- Supplied material -

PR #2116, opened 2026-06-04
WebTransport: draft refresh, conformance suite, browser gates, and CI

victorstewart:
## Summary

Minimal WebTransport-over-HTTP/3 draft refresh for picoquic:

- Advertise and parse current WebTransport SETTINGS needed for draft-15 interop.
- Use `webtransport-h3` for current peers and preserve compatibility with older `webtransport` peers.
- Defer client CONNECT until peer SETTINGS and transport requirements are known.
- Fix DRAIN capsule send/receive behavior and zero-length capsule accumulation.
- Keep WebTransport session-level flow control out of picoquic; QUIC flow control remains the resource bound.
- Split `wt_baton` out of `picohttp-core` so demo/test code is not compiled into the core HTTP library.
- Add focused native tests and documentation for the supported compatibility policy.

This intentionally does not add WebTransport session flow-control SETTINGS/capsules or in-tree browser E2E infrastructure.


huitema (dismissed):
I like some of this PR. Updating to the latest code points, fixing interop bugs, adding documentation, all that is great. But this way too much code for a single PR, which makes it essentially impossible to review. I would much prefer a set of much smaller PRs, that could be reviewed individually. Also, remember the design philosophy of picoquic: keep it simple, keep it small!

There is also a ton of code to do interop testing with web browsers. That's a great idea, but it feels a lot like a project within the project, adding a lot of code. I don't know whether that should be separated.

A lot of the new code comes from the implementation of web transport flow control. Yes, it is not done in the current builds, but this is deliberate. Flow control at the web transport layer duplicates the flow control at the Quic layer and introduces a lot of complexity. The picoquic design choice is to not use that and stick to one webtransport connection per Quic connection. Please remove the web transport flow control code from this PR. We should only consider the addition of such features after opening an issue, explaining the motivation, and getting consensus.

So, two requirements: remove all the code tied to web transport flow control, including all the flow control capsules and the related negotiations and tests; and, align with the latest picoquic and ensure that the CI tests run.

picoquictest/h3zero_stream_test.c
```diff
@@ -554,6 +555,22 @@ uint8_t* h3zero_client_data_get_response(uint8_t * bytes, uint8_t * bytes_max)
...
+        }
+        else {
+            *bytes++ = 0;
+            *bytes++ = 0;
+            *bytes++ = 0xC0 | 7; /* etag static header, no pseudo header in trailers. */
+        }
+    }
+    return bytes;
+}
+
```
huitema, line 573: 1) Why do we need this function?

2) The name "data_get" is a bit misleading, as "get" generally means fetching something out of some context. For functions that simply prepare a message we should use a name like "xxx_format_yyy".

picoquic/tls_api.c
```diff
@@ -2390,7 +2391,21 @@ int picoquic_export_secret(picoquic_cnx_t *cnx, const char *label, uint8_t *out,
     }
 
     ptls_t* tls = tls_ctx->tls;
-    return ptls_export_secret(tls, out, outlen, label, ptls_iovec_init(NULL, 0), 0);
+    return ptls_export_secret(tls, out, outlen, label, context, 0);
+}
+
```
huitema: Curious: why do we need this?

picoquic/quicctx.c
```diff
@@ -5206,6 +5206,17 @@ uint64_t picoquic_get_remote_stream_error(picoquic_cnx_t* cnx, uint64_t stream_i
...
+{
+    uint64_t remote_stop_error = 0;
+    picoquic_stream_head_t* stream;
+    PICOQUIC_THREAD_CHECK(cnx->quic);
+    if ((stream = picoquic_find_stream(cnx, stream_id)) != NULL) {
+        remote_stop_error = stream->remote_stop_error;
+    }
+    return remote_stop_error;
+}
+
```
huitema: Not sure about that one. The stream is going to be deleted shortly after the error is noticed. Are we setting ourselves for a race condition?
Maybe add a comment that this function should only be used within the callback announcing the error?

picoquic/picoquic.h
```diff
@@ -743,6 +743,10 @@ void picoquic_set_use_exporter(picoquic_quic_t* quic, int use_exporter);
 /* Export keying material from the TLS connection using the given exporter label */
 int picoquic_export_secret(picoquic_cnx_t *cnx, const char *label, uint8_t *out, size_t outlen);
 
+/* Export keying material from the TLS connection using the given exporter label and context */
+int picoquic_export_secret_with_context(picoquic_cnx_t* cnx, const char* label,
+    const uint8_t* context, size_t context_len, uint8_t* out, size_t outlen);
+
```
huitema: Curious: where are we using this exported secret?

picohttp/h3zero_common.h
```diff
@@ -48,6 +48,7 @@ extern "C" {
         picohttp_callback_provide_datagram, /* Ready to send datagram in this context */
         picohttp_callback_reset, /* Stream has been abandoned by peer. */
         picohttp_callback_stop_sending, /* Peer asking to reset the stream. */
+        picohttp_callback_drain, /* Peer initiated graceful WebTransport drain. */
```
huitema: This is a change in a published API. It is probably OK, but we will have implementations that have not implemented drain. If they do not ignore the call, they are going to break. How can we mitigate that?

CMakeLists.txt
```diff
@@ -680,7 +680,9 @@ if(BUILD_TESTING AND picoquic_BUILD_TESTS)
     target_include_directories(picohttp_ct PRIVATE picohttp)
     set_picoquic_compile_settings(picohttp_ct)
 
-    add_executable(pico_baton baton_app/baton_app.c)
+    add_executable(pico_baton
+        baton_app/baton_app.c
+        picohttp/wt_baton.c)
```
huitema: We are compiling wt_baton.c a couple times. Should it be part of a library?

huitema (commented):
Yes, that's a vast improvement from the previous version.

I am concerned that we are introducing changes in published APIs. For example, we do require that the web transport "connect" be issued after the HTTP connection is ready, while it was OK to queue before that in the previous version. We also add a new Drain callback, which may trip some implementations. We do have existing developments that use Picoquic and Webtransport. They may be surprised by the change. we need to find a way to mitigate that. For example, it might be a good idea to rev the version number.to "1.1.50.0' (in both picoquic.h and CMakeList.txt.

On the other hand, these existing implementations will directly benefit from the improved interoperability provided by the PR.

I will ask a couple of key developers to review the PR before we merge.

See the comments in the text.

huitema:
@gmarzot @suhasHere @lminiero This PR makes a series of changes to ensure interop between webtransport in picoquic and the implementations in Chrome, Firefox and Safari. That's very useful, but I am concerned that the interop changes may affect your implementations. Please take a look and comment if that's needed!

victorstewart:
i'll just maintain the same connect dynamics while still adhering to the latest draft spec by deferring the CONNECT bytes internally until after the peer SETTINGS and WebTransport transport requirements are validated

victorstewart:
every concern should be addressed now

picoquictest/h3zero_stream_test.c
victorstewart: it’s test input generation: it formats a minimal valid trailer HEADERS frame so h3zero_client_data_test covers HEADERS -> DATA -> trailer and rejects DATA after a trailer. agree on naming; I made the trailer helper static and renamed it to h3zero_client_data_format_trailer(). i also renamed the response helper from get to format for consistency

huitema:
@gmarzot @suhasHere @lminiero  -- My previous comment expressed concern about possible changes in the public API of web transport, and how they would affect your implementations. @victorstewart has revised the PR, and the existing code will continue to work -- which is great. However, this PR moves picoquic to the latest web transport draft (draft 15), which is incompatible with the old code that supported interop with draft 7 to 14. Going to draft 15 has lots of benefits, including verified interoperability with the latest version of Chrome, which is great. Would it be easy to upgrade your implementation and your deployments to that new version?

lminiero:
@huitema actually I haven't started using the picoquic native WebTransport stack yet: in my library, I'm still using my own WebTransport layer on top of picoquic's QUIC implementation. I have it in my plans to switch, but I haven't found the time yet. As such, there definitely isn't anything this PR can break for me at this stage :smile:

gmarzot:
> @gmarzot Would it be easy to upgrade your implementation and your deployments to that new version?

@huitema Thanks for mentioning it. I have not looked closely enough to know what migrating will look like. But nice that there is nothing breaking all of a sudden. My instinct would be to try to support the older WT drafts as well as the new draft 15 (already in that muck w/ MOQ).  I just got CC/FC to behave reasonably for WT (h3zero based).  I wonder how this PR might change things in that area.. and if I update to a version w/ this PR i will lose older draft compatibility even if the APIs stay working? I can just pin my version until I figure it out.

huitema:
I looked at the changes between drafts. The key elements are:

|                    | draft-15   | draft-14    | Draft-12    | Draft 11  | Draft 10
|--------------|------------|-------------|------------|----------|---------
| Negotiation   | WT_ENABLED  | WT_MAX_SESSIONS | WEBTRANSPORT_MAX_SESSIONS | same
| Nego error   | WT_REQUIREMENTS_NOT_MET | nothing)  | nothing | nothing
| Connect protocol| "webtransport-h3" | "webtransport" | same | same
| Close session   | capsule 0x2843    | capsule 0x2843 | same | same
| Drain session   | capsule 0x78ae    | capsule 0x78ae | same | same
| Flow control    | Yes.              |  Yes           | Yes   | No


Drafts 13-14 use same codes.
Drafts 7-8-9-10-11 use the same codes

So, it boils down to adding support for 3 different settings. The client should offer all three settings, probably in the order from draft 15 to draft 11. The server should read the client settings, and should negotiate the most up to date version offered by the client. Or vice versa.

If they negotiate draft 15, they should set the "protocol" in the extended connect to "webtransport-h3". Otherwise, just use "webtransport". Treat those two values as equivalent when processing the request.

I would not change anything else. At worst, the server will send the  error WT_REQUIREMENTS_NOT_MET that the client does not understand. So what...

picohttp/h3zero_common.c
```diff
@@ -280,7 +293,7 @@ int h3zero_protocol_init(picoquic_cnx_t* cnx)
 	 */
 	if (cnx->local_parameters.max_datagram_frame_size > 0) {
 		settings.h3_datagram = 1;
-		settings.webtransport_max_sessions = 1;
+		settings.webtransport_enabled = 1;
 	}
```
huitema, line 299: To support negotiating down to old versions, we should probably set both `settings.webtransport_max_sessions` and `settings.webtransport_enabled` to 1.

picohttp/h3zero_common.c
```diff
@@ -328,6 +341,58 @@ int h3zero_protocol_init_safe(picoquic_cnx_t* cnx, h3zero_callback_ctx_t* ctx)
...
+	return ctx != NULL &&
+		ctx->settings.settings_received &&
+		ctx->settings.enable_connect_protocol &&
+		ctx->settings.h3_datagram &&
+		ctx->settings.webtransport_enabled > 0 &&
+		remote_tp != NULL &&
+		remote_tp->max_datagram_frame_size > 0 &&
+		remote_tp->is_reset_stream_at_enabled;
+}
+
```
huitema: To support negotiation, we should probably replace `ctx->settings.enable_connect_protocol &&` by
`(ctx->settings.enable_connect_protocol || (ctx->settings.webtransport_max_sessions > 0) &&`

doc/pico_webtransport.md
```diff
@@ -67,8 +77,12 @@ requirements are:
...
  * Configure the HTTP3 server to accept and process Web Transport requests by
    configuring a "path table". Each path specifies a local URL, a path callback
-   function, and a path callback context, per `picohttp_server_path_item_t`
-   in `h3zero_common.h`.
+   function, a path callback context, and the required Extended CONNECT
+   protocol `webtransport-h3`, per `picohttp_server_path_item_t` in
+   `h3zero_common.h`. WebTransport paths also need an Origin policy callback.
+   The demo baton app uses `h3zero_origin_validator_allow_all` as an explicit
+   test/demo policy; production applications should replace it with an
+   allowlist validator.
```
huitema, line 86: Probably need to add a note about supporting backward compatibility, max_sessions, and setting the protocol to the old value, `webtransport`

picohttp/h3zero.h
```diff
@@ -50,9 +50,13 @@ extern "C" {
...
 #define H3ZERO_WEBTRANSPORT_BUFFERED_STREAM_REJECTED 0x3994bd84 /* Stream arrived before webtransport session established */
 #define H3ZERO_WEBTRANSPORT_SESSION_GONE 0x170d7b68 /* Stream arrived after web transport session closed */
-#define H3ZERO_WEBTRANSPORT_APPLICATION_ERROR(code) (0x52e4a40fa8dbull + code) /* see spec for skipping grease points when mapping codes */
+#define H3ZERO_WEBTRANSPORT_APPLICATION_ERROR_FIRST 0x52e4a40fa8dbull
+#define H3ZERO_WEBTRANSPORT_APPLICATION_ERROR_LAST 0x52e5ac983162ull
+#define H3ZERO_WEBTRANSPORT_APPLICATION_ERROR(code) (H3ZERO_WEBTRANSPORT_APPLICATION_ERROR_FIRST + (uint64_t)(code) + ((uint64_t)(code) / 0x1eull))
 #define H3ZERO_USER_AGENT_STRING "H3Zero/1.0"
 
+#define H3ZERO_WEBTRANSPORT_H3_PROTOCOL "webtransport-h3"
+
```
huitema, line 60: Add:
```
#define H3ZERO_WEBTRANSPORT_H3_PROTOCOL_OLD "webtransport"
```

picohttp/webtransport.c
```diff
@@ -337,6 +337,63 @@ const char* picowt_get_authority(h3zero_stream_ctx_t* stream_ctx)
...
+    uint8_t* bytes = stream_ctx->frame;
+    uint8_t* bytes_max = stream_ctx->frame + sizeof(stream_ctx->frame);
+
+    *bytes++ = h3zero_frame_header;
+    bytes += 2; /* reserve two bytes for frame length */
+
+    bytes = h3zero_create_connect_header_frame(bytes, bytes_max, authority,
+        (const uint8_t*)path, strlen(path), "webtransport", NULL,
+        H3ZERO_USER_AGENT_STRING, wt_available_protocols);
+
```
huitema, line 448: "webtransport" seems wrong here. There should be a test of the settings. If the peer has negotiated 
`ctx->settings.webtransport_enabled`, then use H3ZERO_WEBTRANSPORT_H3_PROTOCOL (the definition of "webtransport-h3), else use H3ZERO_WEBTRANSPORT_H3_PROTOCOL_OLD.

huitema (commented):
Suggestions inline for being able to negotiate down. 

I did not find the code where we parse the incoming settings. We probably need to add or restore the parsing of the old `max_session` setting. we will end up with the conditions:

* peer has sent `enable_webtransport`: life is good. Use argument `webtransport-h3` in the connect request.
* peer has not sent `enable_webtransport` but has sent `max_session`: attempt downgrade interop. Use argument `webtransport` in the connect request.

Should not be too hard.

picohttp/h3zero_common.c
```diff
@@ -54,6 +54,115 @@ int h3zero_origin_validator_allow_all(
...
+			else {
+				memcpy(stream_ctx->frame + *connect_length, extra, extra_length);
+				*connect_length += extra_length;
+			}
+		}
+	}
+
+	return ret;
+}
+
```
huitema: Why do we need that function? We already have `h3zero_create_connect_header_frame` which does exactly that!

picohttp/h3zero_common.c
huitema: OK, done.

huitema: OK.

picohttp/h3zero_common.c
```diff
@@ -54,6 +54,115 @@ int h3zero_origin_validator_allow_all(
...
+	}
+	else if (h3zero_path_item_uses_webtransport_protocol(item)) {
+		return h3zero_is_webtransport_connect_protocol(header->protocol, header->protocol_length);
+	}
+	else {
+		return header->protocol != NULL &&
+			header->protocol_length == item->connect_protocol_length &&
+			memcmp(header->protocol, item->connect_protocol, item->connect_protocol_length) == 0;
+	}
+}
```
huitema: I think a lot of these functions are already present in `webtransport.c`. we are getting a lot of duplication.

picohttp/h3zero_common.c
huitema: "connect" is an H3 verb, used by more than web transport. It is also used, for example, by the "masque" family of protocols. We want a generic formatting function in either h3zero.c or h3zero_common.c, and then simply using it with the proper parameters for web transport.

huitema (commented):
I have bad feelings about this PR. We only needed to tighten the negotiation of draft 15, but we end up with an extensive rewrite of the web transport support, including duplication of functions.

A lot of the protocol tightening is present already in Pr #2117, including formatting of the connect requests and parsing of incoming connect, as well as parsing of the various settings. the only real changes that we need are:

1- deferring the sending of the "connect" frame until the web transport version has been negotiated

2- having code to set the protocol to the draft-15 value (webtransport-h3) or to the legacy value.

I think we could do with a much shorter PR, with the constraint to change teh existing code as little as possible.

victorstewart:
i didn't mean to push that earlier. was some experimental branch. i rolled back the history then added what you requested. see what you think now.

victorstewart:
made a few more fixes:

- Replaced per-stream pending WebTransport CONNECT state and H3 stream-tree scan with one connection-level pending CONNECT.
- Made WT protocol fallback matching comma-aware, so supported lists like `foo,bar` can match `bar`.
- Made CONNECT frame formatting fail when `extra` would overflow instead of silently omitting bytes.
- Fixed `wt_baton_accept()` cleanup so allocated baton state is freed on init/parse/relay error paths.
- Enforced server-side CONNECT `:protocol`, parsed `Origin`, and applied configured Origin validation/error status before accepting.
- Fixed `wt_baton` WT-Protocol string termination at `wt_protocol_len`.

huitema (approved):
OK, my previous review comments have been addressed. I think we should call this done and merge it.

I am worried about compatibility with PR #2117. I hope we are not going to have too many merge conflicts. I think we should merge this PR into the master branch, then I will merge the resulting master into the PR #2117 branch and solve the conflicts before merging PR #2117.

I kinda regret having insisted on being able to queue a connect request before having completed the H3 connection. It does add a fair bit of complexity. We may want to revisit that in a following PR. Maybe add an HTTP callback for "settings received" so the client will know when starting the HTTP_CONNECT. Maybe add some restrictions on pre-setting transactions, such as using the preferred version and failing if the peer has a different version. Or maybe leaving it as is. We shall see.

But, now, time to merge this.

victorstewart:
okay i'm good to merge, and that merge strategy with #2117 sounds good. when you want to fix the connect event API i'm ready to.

- Exercise instructions -
Where in the entries does the word "Curious" occur? Copy out each line that has it.

- Answer area -
huitema: Curious: why do we need this?
huitema: Curious: where are we using this exported secret?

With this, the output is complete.